Thoughts and ideas may come to mind and that’s fine. And if you get completely lost in things, then just come back to your breath, establish a base of attention again, and then pick up the question. None of these are going to be particularly probing or you know from a psychological point of view these aren’t emotionally revealing or churning stuff up. This is much more an exploration into this question, Who am I?
So let’s start by sitting together in meditation and we’ll just let the breath rest—rest with the experience of breathing. Sandy, do you have any questions? Was the meditation instruction I gave to you okay?
Sandy: I felt like I was okay—
Ken: Good. Just wanted to check. Okay.
So just take a few minutes and Steve, since we don’t want long periods of silence on this, I will cue you just before I’m going to ask a question so you’ll have to keep your eyes on me. Okay.
Let your attention rest in the experience of breathing.
First question is, Am I my name? Now, when you ask that, some of you may respond, “Well, no.” But when somebody calls and says, “Who are you?” that’s the first thing we say. So just ask the question, Am I my name? You may experience a little shift. Just rest in that shift. If you fall into distraction, then come back to the breath, let the mind and body settle, and then ask the question again. Am I my name? And rest in the shift.
Then the next question, Am I my body?“Again, when you ask that question, you may experience a shift. Just rest in that shift. Am I my body?
If you lose track, fall out of that shift, then let—settle into the experience of breathing again with mind and body, and then ask again. Am I my body?
When you do this, lots of other questions may pop into mind, like ”Well, what am I, then?“ and so forth. Just let those come and go and rest in the shift. Once you start thinking, you’re lost in distraction, so let that all go. Come back to the experience of breathing, and then pose the question again.
You could also ask the question, Am I my feelings? Again, you may experience a shift. Rest in the shift. Am I my feelings?

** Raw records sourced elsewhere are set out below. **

PR #286, opened 2018-09-29
 devicetree: get opp-v1/v2 freq range for gpu, if available [v2]

bp0:
* opp = "operating-points", frequency scaling information
  from device tree that can be used for cpu, gpu, etc.
  https://www.kernel.org/doc/Documentation/devicetree/bindings/opp/opp.txt
* adds helper function to get the opp-v1/opp-v2 range of frequencies
  for a node, dtr_get_opp_range() in dt_util.c
* adds a freq range in opp-v2 property for a node in dt
* reports a gpu's max clock frequency if avaiable via opp-v1/v2

### DIFF
--- a/hardinfo/dt_util.c
+++ b/hardinfo/dt_util.c
@@ -942,6 +942,7 @@ dt_opp_range *dtr_get_opp_range(dtr *s, const char *name) {
     uint64_t khz = 0;
     uint32_t lns = 0;
     char *row_status = NULL;
+    uint32_t i = 0;
 
     if (!s)
         return NULL;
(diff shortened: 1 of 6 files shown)


hardinfo/dt_util.c
```diff
@@ -482,6 +483,21 @@ uint32_t dtr_get_prop_u32(dtr *s, dtr_obj *node, const char *name) {
...
+uint64_t dtr_get_prop_u64(dtr *s, dtr_obj *node, const char *name) {
+    dtr_obj *prop;
+    char *ptmp;
+    uint64_t ret = 0;
+
+    ptmp = g_strdup_printf("%s/%s", (node == NULL) ? "" : node->path, name);
+    prop = dtr_obj_read(s, ptmp);
+    if (prop != NULL && prop->data != NULL) {
+        ret = be64toh(*prop->data_int64);
+        dtr_obj_free(prop);
```
lpereira: Is it possible for prop->data to be NULL when prop isn't? If so, this will leak

hardinfo/dt_util.c
```diff
@@ -895,6 +928,86 @@ int dtr_inh_find(dtr_obj *obj, char *qprop, int limit) {
...
+
+    tab_compat = dtr_get_prop_str(s, table_obj, "compatible");
+    tab_status = dtr_get_prop_str(s, table_obj, "status");
+
+    if (!tab_compat || strcmp(tab_compat, "operating-points-v2") != 0)
+        goto get_opp_finish;
+    if (tab_status && strcmp(tab_status, "disabled") == 0)
+        goto get_opp_finish;
+
+    ret = malloc(sizeof(dt_opp_range));
```
lpereira: It's usually not a good idea to mix malloc and g_new in a Glib program; it's too easy to forget to call free() instead of g_free()

hardinfo/dt_util.c
```diff
@@ -546,19 +562,33 @@ char *dtr_elem_phref(dtr *s, dt_uint e, int show_path) {
...
+    dtr_obj *parent = dtr_get_parent_obj(obj);
+    if (parent) {
+        dt_opp_range *opp = dtr_get_opp_range(obj->dt, parent->path);
+        if (opp) {
+            snprintf(opp_str, 511, "[%d - %d %s]", opp->khz_min, opp->khz_max, _("kHz"));
+            free(opp);
+        }
+        dtr_obj_free(parent);
+    }
+    return dtr_elem_phref(obj->dt, *obj->data_int, 1, opp_str);
```
lpereira: I don't know what dtr_elem_phref() does, but does it copy opp_str?

bp0:
dtr_elem_phref() formats the element as a phandle reference. It will copy
opp_str here.

bp0:
.data and .data_int64 are the same pointer in a union.

bp0:
The requested changes have been made.

bp0:
Any problems?

bp0:
Screenshot showing OPPv2:
hi_opp

PR #288, opened 2018-09-30
bench_results: bug fix for cpus with mixed config

bp0:
sscanf() was failing on cpu config strings like: `4x 1459.20 MHz + 4x 1113.60 MHz`. Fixed now.


lpereira:
Merged, thanks!

PR #289, opened 2018-10-01
devices: Remove product-version from string returned by get_motherboard()

bp0:
This reverts a change 2db563687071c099851c59396bdde29a00dba156.

It seems to me that using product version in this way gives
inconsistent values.
The recent benchmark result submitted demonstrates the problem:
`2.0 / X370 SLI PLUS (MS-7A33) (Micro-Star International Co., Ltd.)`

The product version `2.0` is put in front, but without the product
name or product vendor for context, it doesn't really add anything.
The board vendor, which otherwise would be in front, is now in () at
the end.

When the product version is not defined, then the motherboard is
reported as `<board vendor> <board name>`. The only time it is
`<board name> (<board vendor>)` is when product version is defined.

If this change is applied, that same motherboard would be reported
`Micro-Star International Co., Ltd. X370 SLI PLUS (MS-7A33)`
which, to me, makes more sense for get_motherboard(). I have no idea
what "product" this is version 2.0 of.

### DIFF
--- a/data/vendor.ids
+++ b/data/vendor.ids
@@ -16,9 +16,15 @@
 # Match strings should be unique.
 #
 
-name ASUS
+name Lenovo Group
+    name_short Lenovo
+    url www.lenovo.com
+    url_support support.lenovo.com
+    match_string lenovo
+
+name ASUSTeK Computer
+    name_short ASUS
     url www.asus.com
-    # "ASUSTek" is common
     match_string ASUSTek
     match_string ASUS
 
--- a/data/vendor.ids
+++ b/data/vendor.ids
@@ -80,7 +80,9 @@ name Realtek
     url www.realtek.com.tw
     match_string Realtek
 
-name Toshiba
+name Toshiba Corporation
+# styled in all-caps
+    name_short TOSHIBA
     url www.toshiba.com
     match_string Toshiba
 
--- a/data/vendor.ids
+++ b/data/vendor.ids
@@ -172,9 +172,18 @@ name D-Link
     match_string D-Link
 
 name Gigabyte Technology
+    name_short Gigabyte
     url www.gigabyte.com.tw
     match_string Giga-byte
     match_string Gigabyte
+
+name Micro-Star International
+    name_short MSI
+    url www.msi.com
+    url_support www.msi.com/support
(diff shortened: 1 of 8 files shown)


lpereira:
Yeah, so this is hard.  In my case, product_version is `ThinkPad X220`, which makes a lot of sense. At least it makes more sense than `42917J10 LENOVO`.  Maybe, if `product_version` is set, we could use build this string as `${board_vendor} ${board_name} (${product_name})`?

This way, in my computer, this would show up as `LENOVO 42917J10 (ThinkPad X220)`, which makes sense; in the computer for those submitted bencharks, it would show as `Micro-Star International Co., Ltd. X370 SLI PLUS (MS-7A33) (2.0)`, which doesn't make a lot of sense, but it's kind of impossible to always trust firmware vendors to provide this kind of information in a way that makes sense.

lpereira:
On the ThinkPad:

```
bios_vendor = coreboot
bios_version = CBET4000 4.6-635-gd9d351d-dirty
board_vendor = LENOVO
board_version = ThinkPad X220
chassis_vendor = LENOVO
product_family =
product_name = 42917J0
product_version = ThinkPad X220
sys_vendor = LENOVO
```

bp0:
Oh, so `42917J0` is also from the product group. It is falling back because there is no board name.
Maybe instead of falling back separately it could try for the best from the board group and the best from the product/system group and always give `<board> (<system>)`, perhaps with any duplicates removed.

I'm also curious about which values there are coreboot supplied.

bp0:
@lpereira, What do you get on the Thinkpad while using get_motherboard() from the recent commit to this PR?

bp0:
@lpereira have you been able to try this and see if it gives you an acceptable motherboard name on your Thinkpad?

lpereira:
No, not yet. Will try tonight

lpereira:
It gives me "LENOVO 42917J0 ThinkPad X220 (ThinkPad X220)", which is kind of awkward.  Maybe only show the things in parenthesis if they're different than the one before it?

bp0:
Alright, it will now ignore the duplicate version. I believe your motherboard will now be identified as just "LENOVO 42917J0 ThinkPad X220".

PR #291, opened 2018-10-21
DMI Sockets information

bp0:
Requires running as root, but adds CPU and Memory socket information from DMI.
Here's a screengrab:
hi_sockets


lpereira:
Shouldn't this be under DMI?

lpereira:
Thanks for the PR. I'm merging this as-is, but please move it to DMI if you're feeling like it, just so it's more consistent.

PR #292, opened 2018-10-21
Allow DMI on non-x86

bp0:
There's nothing preventing this from running on non-x86. If it is not available it will just say so, like PCI.


lpereira:
DMI is x86-only, isn't it? Maybe it could be renamed to something less specific

bp0:
It seems that some ARM servers that use EFI may also provide DMI.

lpereira:
Merged, thanks!

Issue #266, opened 2018-06-15
Some HTML showing up when asking for text output


danielhoherd:
Using a fresh install (2018-06-14) of Ubuntu 16.04, I see some HTML when requesting text output.

```
hardinfo -r -f text
...snip...
Resources
---------

-I/O Ports-
<tt>0000-0cf7 </tt>		: PCI Bus 0000:00
<tt>  0000-001f </tt>		: dma1
<tt>  0020-0021 </tt>		: pic1
<tt>  0040-0043 </tt>		: timer0
<tt>  0050-0053 </tt>		: timer1
<tt>  0060-0060 </tt>		: keyboard
<tt>  0061-0061 </tt>		: PNP0800:00
<tt>  0064-0064 </tt>		: keyboard
<tt>  0070-0071 </tt>		: rtc0
<tt>  0080-008f </tt>		: dma page reg
<tt>  00a0-00a1 </tt>		: pic2
...snip...
CPU Blowfish
------------

-CPU Blowfish-
<big><b>This Machine</b></big>	2001 MHz	0.764
Intel(R) Celeron(R) M processor         1.50GHz	(null)	26.1876862
PowerPC 740/750 (280.00MHz)	(null)	172.816713

CPU CryptoHash
--------------

-CPU CryptoHash-
<big><b>This Machine</b></big>	2001 MHz	1522.880

CPU Fibonacci
-------------

-CPU Fibonacci-
<big><b>This Machine</b></big>	2001 MHz	1.415
Intel(R) Celeron(R) M processor         1.50GHz	(null)	8.1375674
PowerPC 740/750 (280.00MHz)	(null)	58.07682

CPU N-Queens
------------

-CPU N-Queens-
<big><b>This Machine</b></big>	2001 MHz	0.514

FPU FFT
-------

-FPU FFT-
<big><b>This Machine</b></big>	2001 MHz	0.833

FPU Raytracing
--------------

-FPU Raytracing-
<big><b>This Machine</b></big>	2001 MHz	3.691
Intel(R) Celeron(R) M processor         1.50GHz	(null)	40.8816714
PowerPC 740/750 (280.00MHz)	(null)	161.312647
```

bp0:
This still happens in master.

PR #294, opened 2018-10-21
don't use html in text-only output

bp0:
Fixes https://github.com/lpereira/hardinfo/issues/266

This is also needed so that vendor urls can be links where
appropriate.


lpereira:
Merged, thanks!  (This is good for now, but in the future, when everything is using the struct Info stuff, emphasis can be done automatically.)

PR #295, opened 2018-10-22
shell/report: allow "moreinfo" details to appear in reports; sort benchmark results in reports

### LINKED ISSUE #223: Include "moreinfo" in reports
The moreinfo data should be included in reports, perhaps selectively. Things like the CPU Package information are completely missing from the report because they are in the moreinfo of the "Package Information" item in Devices/Processor.

bp0:
* Fixes #223
* Used by  Devices/Processors/Package Info
* Used by Devices/Device Tree/Summary
* Can be forced for all items with -w

Somewhat related:
* Report benchmark results are now sorted and limited to the 10 nearest results to avoid clutter.
* A new "shell" report format that is very useful for debugging, is not advertised in --help

### DIFF
--- a/shell/report.c
+++ b/shell/report.c
@@ -34,35 +34,37 @@ static FileTypes file_types[] = {
     {NULL, NULL, NULL, NULL}
 };
 
+/* virtual functions */
 void report_header(ReportContext * ctx)
-{
-    ctx->header(ctx);
-}
+{ ctx->header(ctx); }
 
 void report_footer(ReportContext * ctx)
-{
-    ctx->footer(ctx);
-}
+{ ctx->footer(ctx); }
 
 void report_title(ReportContext * ctx, gchar * text)
-{
-    ctx->title(ctx, text);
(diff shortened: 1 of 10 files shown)


shell/report.c
```diff
@@ -34,35 +34,37 @@ static FileTypes file_types[] = {
     {NULL, NULL, NULL, NULL}
 };
 
+/* virtual functions */
 void report_header(ReportContext * ctx)
-{
-    ctx->header(ctx);
-}
+{ ctx->header(ctx); }
```
lpereira: Why the change in indentation?

lpereira:
Nice feature! Will try this in the next few days

shell/report.c
bp0: Those bugged me a little, and I was just trying to make that section more compact. I guess report_header(ctx) is better than using ctx->header(ctx) directly? Because of the double ctx maybe. Idk.

PR #332, opened 2019-01-16
vendor.ids: newer version

bp0:
...from https://github.com/bp0/verbose-spork/blob/master/data/vendor.ids
Includes the two recently added plus some more. 
ansi_color and match_string_exact will just be ignored by hardinfo, which doesn't use them
yet.


lpereira:
Nice!

PR #335, opened 2019-05-20
Fix: Memory SPD has the wrong viewtype if there is an error

bp0:
First commit is format cleanup, second commit is the fix.


lpereira:
Thanks! Merged!

PR #336, opened 2019-05-23
devices/gpu: amdgpu - core and memory clocks

ocerman:
Show the min/max core and memory frequency for AMD GPUs with amdgpu driver

### DIFF
--- a/hardinfo/gpu_util.c
+++ b/hardinfo/gpu_util.c
@@ -133,8 +133,10 @@ static void amdgpu_parse_dpmclk(gchar *path, int *min, int *max) {
 
 static void amdgpu_fill_freq(gpud *s) {
     gchar path[256] = "";
-    int clk_min = -1, clk_max = -1;
+    int clk_min = -1, clk_max = -1, mem_clk_min = -1, mem_clk_max = -1;
+
     if (s->sysfs_drm_path) {
+        /* core */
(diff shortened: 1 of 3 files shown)


hardinfo/gpu_util.c
```diff
@@ -101,6 +101,61 @@ static void intel_fill_freq(gpud *s) {
...
+    int sp, i, clk;
+
+    *min = -1;
+    *max = -1;
+
+    g_file_get_contents(path, &data, NULL, NULL);
+    if (data) {
+        p = data;
+
+        while(next_nl = strchr(p, '\n')) {
```
lpereira: Won't GCC whine here because it thinks you should use `==` instead of `=`? (It stops whining if you put an extra set of parenthesis around the `while` condition.)

hardinfo/gpu_util.c
```diff
@@ -101,6 +101,61 @@ static void intel_fill_freq(gpud *s) {
...
+            }
+
+            p = next_nl + 1;
+        }
+    }
+    g_free(data);
+}
+
+static void amdgpu_fill_freq(gpud *s) {
+    gchar path[256] = "";
```
lpereira: Might be better to use `PATH_MAX` just in case.

lpereira:
Merged, thanks!

PR #337, opened 2019-05-25
devices/sensors - Sensors.conf parsing fixes

ocerman:
1. commit - Formulas in a compute statement in sensors.conf are separated with comma. Current implementation worked only when there was space before comma. This commit should fix that.

 2. commit - Driver name was so far used as:
- part of label in "Sensor" column,
- part of the moreinfo key,
- label which was used to search actual hwmon device in sensors.conf (by "chip" statement). This was the issue, because according to the sensors.conf man page: chip statement contains "chip type"; which seems to be whatever is written in "name" file (according to sensors app output). Driver name and device name ("name" file) are not always the same. That's why I replaced driver name with device name.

And again, we could ask, Am I my thoughts? We have thoughts. Am I my thoughts?
Again, if you find yourself mulling a lot of stuff around or thinking things, then just let body and mind settle in the experience of breathing. This kind of practice needs to be done from some sense of stability. It’s not a conceptual exercise.
Through these questions, of course, we’re leading up to a slightly bigger question. Am I what I experience? This includes the thoughts, feelings, sensations that arise. That covers everything we experience. Am I what I experience?
Now, when you ask this question, there may be an answer, no; there may be an answer, yes, but that’s not what we’re looking for at this point, not an answer. There’s a shift when we ask this question. Am I what I experience? Rest in the shift.
[Bell, bell, bell]
Ken: Okay, let’s hear from you about your experience with this. Some of you may find this a little challenging. What happened? The floor is open. Sandy, do you want to start?
Sandy: It was very strange to describe, so I guess I found—
Ken: It can be also a little difficult to describe. Yes.
Sandy: It is. I found that when I gained my focus on my breath, I sort of had this almost like a blue screen in front.
Ken: Not the blue screen of death?
Sandy: [Laughing] Not—I’m hoping not. Although, one never knows. And then it was almost as if very, very dark, gravely clouds or whatever would keep kind of rolling into this blue screen, if this makes sense, when my mind would wander.
Sandy: And so I would find that I would keep coming back to the breath, and they would sort of come and go and sometimes be more sparse than others. And they seemed to come and go fairly quickly in the beginning of your questions. And I found that when you asked the last question, they seemed to keep kind of coming in.
Sandy: And I never quite cleared that screen, if that…if that experience makes sense at all.
Ken: What was your experience in your body?
Sandy: Well, I guess that was strange. My body felt surprisingly at ease and…and, for example, when you asked, ”Are you your body?“ I’m in the health and fitness business, with Joe.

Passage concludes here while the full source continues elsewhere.